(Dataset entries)
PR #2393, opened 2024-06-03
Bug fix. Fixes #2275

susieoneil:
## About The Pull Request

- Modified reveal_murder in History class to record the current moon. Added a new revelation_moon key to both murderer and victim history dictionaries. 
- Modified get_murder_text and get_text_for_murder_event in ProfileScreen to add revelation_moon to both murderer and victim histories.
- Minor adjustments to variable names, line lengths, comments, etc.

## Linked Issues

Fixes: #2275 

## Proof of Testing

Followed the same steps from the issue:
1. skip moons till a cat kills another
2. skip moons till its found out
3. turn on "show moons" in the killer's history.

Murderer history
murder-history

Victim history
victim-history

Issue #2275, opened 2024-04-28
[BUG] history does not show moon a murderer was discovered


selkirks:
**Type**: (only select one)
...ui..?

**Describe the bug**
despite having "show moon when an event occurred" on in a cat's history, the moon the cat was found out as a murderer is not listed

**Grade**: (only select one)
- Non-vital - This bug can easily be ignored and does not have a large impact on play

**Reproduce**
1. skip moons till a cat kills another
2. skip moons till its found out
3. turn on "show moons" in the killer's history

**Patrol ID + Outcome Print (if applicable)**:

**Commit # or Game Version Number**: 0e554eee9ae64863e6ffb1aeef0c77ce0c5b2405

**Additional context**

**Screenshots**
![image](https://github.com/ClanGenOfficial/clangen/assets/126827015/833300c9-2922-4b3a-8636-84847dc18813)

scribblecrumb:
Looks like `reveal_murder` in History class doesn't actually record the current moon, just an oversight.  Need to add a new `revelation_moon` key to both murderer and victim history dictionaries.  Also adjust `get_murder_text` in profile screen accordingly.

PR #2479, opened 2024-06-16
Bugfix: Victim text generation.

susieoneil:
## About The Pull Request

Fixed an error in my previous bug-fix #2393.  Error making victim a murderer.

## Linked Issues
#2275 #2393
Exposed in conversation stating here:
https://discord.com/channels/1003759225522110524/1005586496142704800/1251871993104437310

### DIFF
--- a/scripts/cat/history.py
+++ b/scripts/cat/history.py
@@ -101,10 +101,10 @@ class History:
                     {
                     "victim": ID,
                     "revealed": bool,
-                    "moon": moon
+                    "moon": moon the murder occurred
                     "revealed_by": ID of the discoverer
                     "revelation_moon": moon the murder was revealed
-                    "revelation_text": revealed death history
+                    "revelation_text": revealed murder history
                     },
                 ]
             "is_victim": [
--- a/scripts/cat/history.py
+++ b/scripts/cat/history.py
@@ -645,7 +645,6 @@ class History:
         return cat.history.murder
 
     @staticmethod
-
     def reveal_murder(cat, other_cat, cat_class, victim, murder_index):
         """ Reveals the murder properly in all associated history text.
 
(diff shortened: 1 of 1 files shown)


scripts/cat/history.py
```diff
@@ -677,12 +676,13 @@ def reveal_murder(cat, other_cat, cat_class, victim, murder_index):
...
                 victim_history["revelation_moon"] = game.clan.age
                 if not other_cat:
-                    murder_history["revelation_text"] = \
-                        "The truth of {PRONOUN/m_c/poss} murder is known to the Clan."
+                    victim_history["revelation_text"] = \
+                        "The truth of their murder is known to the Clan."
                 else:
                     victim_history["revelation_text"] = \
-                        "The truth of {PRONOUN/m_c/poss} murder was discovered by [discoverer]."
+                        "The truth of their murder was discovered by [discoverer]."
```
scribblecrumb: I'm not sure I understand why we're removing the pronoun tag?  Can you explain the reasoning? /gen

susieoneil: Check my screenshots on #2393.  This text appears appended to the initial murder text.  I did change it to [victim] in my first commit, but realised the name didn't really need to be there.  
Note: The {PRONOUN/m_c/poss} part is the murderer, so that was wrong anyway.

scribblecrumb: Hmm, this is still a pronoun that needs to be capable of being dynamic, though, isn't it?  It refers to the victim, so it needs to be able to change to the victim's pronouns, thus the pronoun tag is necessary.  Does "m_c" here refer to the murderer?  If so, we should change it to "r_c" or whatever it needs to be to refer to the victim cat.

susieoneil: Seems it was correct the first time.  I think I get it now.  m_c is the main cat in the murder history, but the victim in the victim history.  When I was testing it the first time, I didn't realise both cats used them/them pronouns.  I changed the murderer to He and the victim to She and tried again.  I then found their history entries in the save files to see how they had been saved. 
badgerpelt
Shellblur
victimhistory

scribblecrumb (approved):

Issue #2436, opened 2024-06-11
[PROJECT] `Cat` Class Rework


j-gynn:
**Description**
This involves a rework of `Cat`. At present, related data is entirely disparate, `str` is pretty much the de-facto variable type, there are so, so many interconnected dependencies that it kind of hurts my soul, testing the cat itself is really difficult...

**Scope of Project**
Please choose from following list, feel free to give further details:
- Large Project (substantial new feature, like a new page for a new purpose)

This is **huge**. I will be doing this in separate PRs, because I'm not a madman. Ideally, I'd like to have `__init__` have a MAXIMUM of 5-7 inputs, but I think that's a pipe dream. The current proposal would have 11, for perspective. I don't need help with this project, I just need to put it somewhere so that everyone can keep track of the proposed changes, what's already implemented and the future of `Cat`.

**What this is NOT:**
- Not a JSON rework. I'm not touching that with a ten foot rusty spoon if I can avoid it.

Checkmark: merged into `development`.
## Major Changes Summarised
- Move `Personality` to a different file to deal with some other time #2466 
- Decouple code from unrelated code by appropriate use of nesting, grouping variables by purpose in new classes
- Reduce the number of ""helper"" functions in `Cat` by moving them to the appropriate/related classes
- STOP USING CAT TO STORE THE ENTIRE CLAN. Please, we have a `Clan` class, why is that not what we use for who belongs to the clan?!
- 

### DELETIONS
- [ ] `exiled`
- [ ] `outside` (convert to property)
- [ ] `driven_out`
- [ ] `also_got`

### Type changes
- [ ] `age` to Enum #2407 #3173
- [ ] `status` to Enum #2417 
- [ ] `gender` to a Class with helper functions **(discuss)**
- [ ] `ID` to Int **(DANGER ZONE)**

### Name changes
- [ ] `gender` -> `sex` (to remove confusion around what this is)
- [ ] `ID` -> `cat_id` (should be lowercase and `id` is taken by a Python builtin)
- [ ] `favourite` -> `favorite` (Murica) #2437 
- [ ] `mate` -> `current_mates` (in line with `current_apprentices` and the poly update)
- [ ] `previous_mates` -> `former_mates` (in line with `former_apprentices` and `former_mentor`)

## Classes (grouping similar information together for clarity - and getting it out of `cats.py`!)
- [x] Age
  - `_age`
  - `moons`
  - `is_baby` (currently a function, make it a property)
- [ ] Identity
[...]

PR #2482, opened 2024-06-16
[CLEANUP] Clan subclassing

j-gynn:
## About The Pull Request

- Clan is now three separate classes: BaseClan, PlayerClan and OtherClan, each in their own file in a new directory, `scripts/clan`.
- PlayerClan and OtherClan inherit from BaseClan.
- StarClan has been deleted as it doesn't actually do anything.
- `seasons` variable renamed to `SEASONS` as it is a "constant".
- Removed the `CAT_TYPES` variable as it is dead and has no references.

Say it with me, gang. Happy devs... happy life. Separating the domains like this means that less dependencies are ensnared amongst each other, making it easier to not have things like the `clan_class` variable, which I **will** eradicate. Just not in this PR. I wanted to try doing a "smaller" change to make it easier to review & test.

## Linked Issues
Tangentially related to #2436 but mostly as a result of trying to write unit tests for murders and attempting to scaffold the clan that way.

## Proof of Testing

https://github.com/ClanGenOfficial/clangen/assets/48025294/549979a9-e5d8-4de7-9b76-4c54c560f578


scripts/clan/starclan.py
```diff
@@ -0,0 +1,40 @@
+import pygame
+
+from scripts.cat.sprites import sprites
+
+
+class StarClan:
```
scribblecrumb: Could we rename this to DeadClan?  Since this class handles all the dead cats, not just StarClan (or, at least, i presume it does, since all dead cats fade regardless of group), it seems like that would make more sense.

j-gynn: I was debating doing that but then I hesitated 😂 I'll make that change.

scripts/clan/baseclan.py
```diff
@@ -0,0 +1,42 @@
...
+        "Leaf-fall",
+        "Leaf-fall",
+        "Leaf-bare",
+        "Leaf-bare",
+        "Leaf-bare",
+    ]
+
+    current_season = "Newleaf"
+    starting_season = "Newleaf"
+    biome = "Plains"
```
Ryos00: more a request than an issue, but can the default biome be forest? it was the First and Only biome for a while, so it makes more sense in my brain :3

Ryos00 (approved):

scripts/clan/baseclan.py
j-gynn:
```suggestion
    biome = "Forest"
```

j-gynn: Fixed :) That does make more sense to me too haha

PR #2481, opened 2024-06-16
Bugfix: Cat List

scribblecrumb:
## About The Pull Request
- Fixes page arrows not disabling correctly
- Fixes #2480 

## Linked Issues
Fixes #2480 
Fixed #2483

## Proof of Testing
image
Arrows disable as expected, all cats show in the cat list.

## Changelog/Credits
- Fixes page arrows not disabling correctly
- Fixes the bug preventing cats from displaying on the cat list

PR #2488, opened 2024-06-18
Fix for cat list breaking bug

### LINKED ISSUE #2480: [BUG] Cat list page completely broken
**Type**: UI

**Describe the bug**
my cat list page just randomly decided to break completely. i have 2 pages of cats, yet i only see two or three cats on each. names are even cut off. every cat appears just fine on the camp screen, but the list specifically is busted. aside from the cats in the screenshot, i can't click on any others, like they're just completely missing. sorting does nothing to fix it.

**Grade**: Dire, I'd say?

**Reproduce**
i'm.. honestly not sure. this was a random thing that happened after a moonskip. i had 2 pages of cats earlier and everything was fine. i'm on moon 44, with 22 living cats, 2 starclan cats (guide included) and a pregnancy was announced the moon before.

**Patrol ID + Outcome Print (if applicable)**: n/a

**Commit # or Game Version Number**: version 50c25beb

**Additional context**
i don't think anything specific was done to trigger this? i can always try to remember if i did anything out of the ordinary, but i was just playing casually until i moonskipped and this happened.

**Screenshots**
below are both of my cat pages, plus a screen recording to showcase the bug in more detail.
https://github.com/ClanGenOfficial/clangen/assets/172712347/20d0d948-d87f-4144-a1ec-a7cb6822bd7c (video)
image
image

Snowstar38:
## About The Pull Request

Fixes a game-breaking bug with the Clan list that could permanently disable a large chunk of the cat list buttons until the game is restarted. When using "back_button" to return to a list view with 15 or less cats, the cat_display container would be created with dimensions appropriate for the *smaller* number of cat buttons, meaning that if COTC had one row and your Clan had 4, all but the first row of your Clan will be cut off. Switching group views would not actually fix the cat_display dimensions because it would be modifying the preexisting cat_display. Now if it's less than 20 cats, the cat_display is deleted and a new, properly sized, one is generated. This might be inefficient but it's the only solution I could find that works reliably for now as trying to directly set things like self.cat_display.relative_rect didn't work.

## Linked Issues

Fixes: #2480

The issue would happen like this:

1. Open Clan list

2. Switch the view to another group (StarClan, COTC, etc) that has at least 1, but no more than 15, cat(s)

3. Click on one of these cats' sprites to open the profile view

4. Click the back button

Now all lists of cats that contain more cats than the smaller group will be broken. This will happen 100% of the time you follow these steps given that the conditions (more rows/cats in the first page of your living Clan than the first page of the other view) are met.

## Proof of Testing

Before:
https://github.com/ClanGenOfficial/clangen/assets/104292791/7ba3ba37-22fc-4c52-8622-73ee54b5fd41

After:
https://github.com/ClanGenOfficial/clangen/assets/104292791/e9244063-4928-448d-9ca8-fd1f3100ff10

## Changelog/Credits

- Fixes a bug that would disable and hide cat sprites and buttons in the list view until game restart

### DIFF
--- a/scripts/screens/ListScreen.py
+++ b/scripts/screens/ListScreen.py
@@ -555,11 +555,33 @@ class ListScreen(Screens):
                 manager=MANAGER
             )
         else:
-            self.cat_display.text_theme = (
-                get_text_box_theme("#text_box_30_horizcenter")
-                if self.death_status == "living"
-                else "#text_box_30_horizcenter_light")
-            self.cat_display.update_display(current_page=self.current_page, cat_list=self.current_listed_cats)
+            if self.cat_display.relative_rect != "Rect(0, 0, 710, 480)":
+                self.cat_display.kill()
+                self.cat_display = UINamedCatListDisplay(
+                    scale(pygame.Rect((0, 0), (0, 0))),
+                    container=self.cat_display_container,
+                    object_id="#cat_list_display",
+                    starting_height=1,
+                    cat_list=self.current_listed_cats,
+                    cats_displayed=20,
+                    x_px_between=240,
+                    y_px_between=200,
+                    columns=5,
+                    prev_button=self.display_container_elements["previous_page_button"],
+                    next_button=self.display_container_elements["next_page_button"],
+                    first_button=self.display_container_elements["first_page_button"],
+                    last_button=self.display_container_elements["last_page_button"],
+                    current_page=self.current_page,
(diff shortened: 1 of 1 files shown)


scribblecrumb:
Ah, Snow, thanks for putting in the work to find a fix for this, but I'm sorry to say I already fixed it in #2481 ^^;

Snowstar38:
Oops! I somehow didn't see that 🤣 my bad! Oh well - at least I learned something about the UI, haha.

> _TASK GOAL_
Copy every line of the entries above in which "names" occurs.

> _TASK RESULT_
- Minor adjustments to variable names, line lengths, comments, etc.
my cat list page just randomly decided to break completely. i have 2 pages of cats, yet i only see two or three cats on each. names are even cut off. every cat appears just fine on the camp screen, but the list specifically is busted. aside from the cats in the screenshot, i can't click on any others, like they're just completely missing. sorting does nothing to fix it.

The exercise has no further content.